Helen of Troy may have had a "face that launch'd a thousand ships", according to Christopher Marlowe, but these days her visage could launch a lot more besides.
She could open her bank account with it, authorise online payments,
pass through airport security, or raise alarm bells as a potential
troublemaker when entering a city (Troy perhaps?). This is because
facial recognition technology has evolved at breakneck speed, with
consequences that could be benign or altogether more sinister, depending
on your point of view. High-definition cameras combined with
clever software capable of measuring the scores of "nodal points" on our
faces - the distance between the eyes, the length and width of the
nose, for example - are now being combined with machine learning that
makes the most of ever-enlarging image databases. Applications of the tech are popping up all round the world.
In
China, for example, fried chicken franchise KFC recently unveiled its
first "smart restaurant" that uses facial recognition to predict what
meal customers are likely to want, based on their age, gender and the
time of day, while payments giant Alipay is experimenting with "smile to
pay" tech.
In the US, medical technology company NextGate has developed facial
recognition that can identify patients and link them to their medical
records.
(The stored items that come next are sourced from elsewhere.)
PR #10501, opened 2022-12-18
[RFC] TRD: adding PID workflow

f3sch:
This introduces a new workflow 'o2-trd-pid-workflow', which provides PID information based currently on ML models using the ONNXRuntime.

Should not get merged before at least the default model is in the ccdb.

### DIFF
--- a/DataFormats/Detectors/TRD/include/DataFormatsTRD/PID.h
+++ b/DataFormats/Detectors/TRD/include/DataFormatsTRD/PID.h
@@ -1,0 +1,71 @@
+// Copyright 2019-2020 CERN and copyright holders of ALICE O2.
+// See https://alice-o2.web.cern.ch/copyright for details of the copyright holders.
+// All rights not expressly granted are reserved.
+//
+// This software is distributed under the terms of the GNU General Public
+// License v3 (GPL Version 3), copied verbatim in the file "COPYING".
+//
+// In applying this license CERN does not waive the privileges and immunities
+// granted to it by virtue of its status as an Intergovernmental Organization
+// or submit itself to any jurisdiction.
+
+/// @file  PID.h
+/// @author Felix Schlepper
+
+#ifndef TRD_PID_H
+#define TRD_PID_H
+
+#include <array>
+#include <unordered_map>
+#include <string>
+
+namespace o2
+{
+namespace trd
+{
+
+/// Option for available PID policies.
+enum class PIDPolicy : unsigned int {
+  // Classical Algorithms
+  LQ1D = 0, ///< 1-Dimensional Likelihood model
+  LQ3D,     ///< 3-Dimensional Likelihood model
+
+  // ML models
+  XGB, ///< XGBOOST
+
+  // Do not anything after this!
+  NMODELS,        ///< Count of all models
+  Test,           ///< Load object for testing
+  DEFAULT = Test, ///< The default option
+};
+
+/// Transform PID policy from string to enum.
+static const std::unordered_map<std::string, PIDPolicy> PIDPolicyString{
+  // Classical Algorithms
+  {"LQ1D", PIDPolicy::LQ1D},
+  {"LQ3D", PIDPolicy::LQ3D},
+
+  // ML models
+  {"XGB", PIDPolicy::XGB},
+
+  // General
+  {"TEST", PIDPolicy::Test},
+  // Default
+  {"default", PIDPolicy::DEFAULT},
+};
+
+/// Transform PID policy from string to enum.
+static const char* PIDPolicyEnum[] = {
+  "LQ1D",
+  "LQ3D",
+  "XGBoost",
+  "SIZE",
+  "Test",
+  "default(=TODO)"};
+
+using PIDValue = float;
+
+} // namespace trd
+} // namespace o2
+
+#endif
--- a/Detectors/AOD/src/aod-producer-workflow.cxx
+++ b/Detectors/AOD/src/aod-producer-workflow.cxx
@@ -36,6 +36,7 @@ void customize(std::vector<ConfigParamSpec>& workflowOptions)
     {"disable-root-output", o2::framework::VariantType::Bool, false, {"disable root-files output writer"}},
     {"disable-mc", o2::framework::VariantType::Bool, false, {"disable MC propagation"}},
     {"disable-secondary-vertices", o2::framework::VariantType::Bool, false, {"disable filling secondary vertices"}},
+    {"disable-trd-pid", o2::framework::VariantType::Bool, true, {"disable trd pid"}},
     {"info-sources", VariantType::String, std::string{GID::ALL}, {"comma-separated list of sources to use"}},
     {"configKeyValues", VariantType::String, "", {"Semicolon separated key=value strings ..."}},
     {"combine-source-devices", o2::framework::VariantType::Bool, false, {"merge DPL source devices"}},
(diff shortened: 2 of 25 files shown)


Detectors/AOD/src/aod-producer-workflow.cxx
```diff
@@ -36,6 +36,7 @@ void customize(std::vector<ConfigParamSpec>& workflowOptions)
     {"disable-root-output", o2::framework::VariantType::Bool, false, {"disable root-files output writer"}},
     {"disable-mc", o2::framework::VariantType::Bool, false, {"disable MC propagation"}},
     {"disable-secondary-vertices", o2::framework::VariantType::Bool, false, {"disable filling secondary vertices"}},
+    {"disable-trd-pid", o2::framework::VariantType::Bool, true, {"disable trd pid"}},
```
shahor02, line 39: The default of bool option should be false, please change this to `enable-trd-pid`

shahor02 (changes requested):

DataFormats/Detectors/TRD/include/DataFormatsTRD/PID.h
```diff
@@ -0,0 +1,71 @@
...
+  {"XGB", PIDPolicy::XGB},
+
+  // General
+  {"TEST", PIDPolicy::Test},
+  // Default
+  {"default", PIDPolicy::DEFAULT},
+};
+
+/// Transform PID policy from string to enum.
+static const char* PIDPolicyEnum[] = {
```
martenole, line 58: I wonder why this is needed. Don't you have the information in the map above?

Detectors/TRD/workflow/src/trd-pid-workflow.cxx
```diff
@@ -0,0 +1,103 @@
...
+    }
+  }
+
+  // input
+  auto maskClusters = GTrackID::getSourcesMask("TRD");
+  auto maskTracks = srcTRD | GTrackID::getSourcesMask("TPC-TRD"); // minimum TRD track
+  if (GTrackID::includesDet(GTrackID::DetID::ITS, srcTRD)) {
+    maskTracks |= GTrackID::getSourcesMask("ITS-TPC-TRD");
+  }
+  auto maskMatches = GTrackID::getSourcesMask(GTrackID::NONE);
```
martenole, line 96: don't you use the maskMatches in the InputHelper?

Detectors/GlobalTrackingWorkflow/helpers/src/InputHelper.cxx
```diff
@@ -207,3 +208,18 @@ int InputHelper::addInputSpecsIRFramesITS(const o2::framework::ConfigContext& co
...
   return 0;
 }
+
+// attach trd pid reader
+int InputHelper::addInputSpecsTRDPID(const o2::framework::ConfigContext& configcontext, o2::framework::WorkflowSpec& specs, GID::mask_t maskMatches, bool mc)
+{
+  if (configcontext.options().get<bool>("disable-root-input")) {
+    return 0;
+  }
+  if (maskMatches[GID::TPCTRD]) {
```
martenole, line 218: Maybe better to use `maskTracks` instead of `maskMathes`? See comment below

Detectors/TRD/pid/CMakeLists.txt
```diff
@@ -0,0 +1,32 @@
...
+# This software is distributed under the terms of the GNU General Public
+# License v3 (GPL Version 3), copied verbatim in the file "COPYING".
+#
+# In applying this license CERN does not waive the privileges and immunities
+# granted to it by virtue of its status as an Intergovernmental Organization
+# or submit itself to any jurisdiction.
+
+o2_add_library(TRDPID
+               SOURCES src/PIDBase.cxx
+               SOURCES src/ML.cxx
```
martenole, line 14: no need for `SOURCES` in each line, only in the first

Detectors/TRD/pid/include/TRDPID/ML.h
```diff
@@ -0,0 +1,97 @@
...
+  /// Return the electron likelihood.
+  /// Different models have different ways to return the probability.
+  virtual PIDValue getELikelihood(const std::vector<Ort::Value>& tensorData) const noexcept = 0;
+
+  /// Fetch a ML model from the ccdb via its binding
+  std::string fetchModelCCDB(o2::framework::ProcessingContext& pc, const char* binding) const;
+
+  /// Calculate pid value
+  template <bool isTPCTRD>
+  PIDValue calculate(const TrackTRD& trkTRD);
```
martenole, line 54: Is there a reason to use a template parameter instead of a function one?

Detectors/TRD/pid/macros/ccdbModelUpload.C
```diff
@@ -0,0 +1,81 @@
...
+void ccdbModelUpload(std::string inFileName, std::string ccdbPath = "TRD_test/PID/xgb")
+{
+
+  o2::ccdb::CcdbApi ccdb;
+  // ccdb.init("http://alice-ccdb.cern.ch");
+  // ccdb.init("http://localhost:8080");
+  ccdb.init("http://ccdb-test.cern.ch:8080");
+  // ccdb.init("http://o2-ccdb.internal");
+  std::map<std::string, std::string> metadata;
+  metadata["UploadedBy"] = "felix";
```
martenole, line 41: Better to use full name + mail address

Detectors/TRD/pid/macros/ccdbModelUpload.C
```diff
@@ -0,0 +1,81 @@
...
+  metadata["Description"] = "onnx model for trd pid";
+  metadata["default"] = "true"; // tag default objects
```
martenole, line 43: Better set to `false`, or adjust time range below (should be 0..infinite for default objects)

Detectors/TRD/pid/src/ML.cxx
```diff
@@ -0,0 +1,202 @@
...
+    LOG(error) << "Error running model inference, using defaults: " << e.what();
+    // fill with negative elikelihood means no information
+    return -1.f;
+  }
+}
+
+template <bool isTPCTRD>
+std::vector<float> ML::prepareModelInput(const TrackTRD& trkTRD)
+{
+  // input is [slope0, slope1, ..., slope5, charge0.0, charge0.1, charge0.2, charge1.0, ..., charge5.3, p]
```
martenole, line 143:
```suggestion
  // input is [slope0, slope1, ..., slope5, charge0.0, charge0.1, charge0.2, charge1.0, ..., charge5.2, p]
```

Detectors/TRD/pid/src/ML.cxx
```diff
@@ -0,0 +1,202 @@
...
+    auto trklt = mTrackletsRaw[trkltId];
+    auto slope = mTrackletsRaw[trkltId].getSlopeBinSigned();
+    auto q0 = mTrackletsRaw[trkltId].getQ0();
+    auto q1 = mTrackletsRaw[trkltId].getQ1();
+    auto q2 = mTrackletsRaw[trkltId].getQ2();
+
+    // TODO handel padrow crossing e.g. z-row merging
+
+    in[iLayer] = slope;
+    in[NLAYER + iLayer * 3 + 0] = q0;
```
martenole, line 176: I think we have the number of charge windows in our constants

martenole (commented):
Some small comments beforehand. Now its better we talk :)

martenole:
Ok, so as we just discussed it is probably better to add the PID workflow device directly to Detectors/TRD/workflow/src/trd-tracking-workflow.cxx and have it there as an option. The track writer can then optionally also put the vector with PID values into the output.
And it would be good to add a dummy PID workflow (that does not even need to rely on any CCDB object) which just puts -1 for all tracks. Then this could already be enabled in the async reco in case there are problems with the ML model.

PR #10505, opened 2022-12-20
ITS Calib: compatibility with data produced with IB commissioning tools

iravasen:
This PR allows to process data on disk obtained with CRU_ITS -> IB commissioning tools (https://gitlab.cern.ch/alice-its-wp10-firmware/CRU_ITS/-/blob/production/software/py/ib_tools/README.md). 

The main changes here are due to the different format of the calibration word which is generated with those tools and to the different number of injections per charge (25). 

Flag `--enable-cru-its` allow to activate the processing of this data while the option `--ninj` allow to set the number of injections per charge point which is 50 by default.


iravasen:
Hi @shahor02, can I kindly ask you to merge this PR when you have 2s, please? Thanks a lot in advance.

mconcas (approved):

PR #10506, opened 2022-12-20
[QC-898] Rename RAW channel type into RAWFMQ

Barthelemy:
RAW was clashing with ioctl_compat.h on Mac, in certain cases.

If you try to open the file I attach with a `TBrowser` and navigate down inside the detector directory, it crashes on Mac.
[results.root.zip](https://github.com/AliceO2Group/AliceO2/files/10267051/results.root.zip)


Barthelemy:
@ktf  could you review ?

ktf:
Note for self, the issue is that ioctl_compat.h redefines (via #define) the "RAW" keyword. Such a behavior breaks things even if I am using enum struct.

In Israel, meanwhile, "facial profiling" firm Faception
even claims its technology can tell if you're a terrorist, extrovert,
paedophile, genius or professional poker player by analysing 15 details
of your face that are invisible to the naked eye. It then uses the information to determine your personality traits, with the firm claiming it has an 80% accuracy rate. And
Russian app FindFace lets you match a photograph you've taken of
someone to their social media profile on the country's popular social
media platform Vkontakte. In theory, you could track down a complete
stranger you snapped on the bus or train.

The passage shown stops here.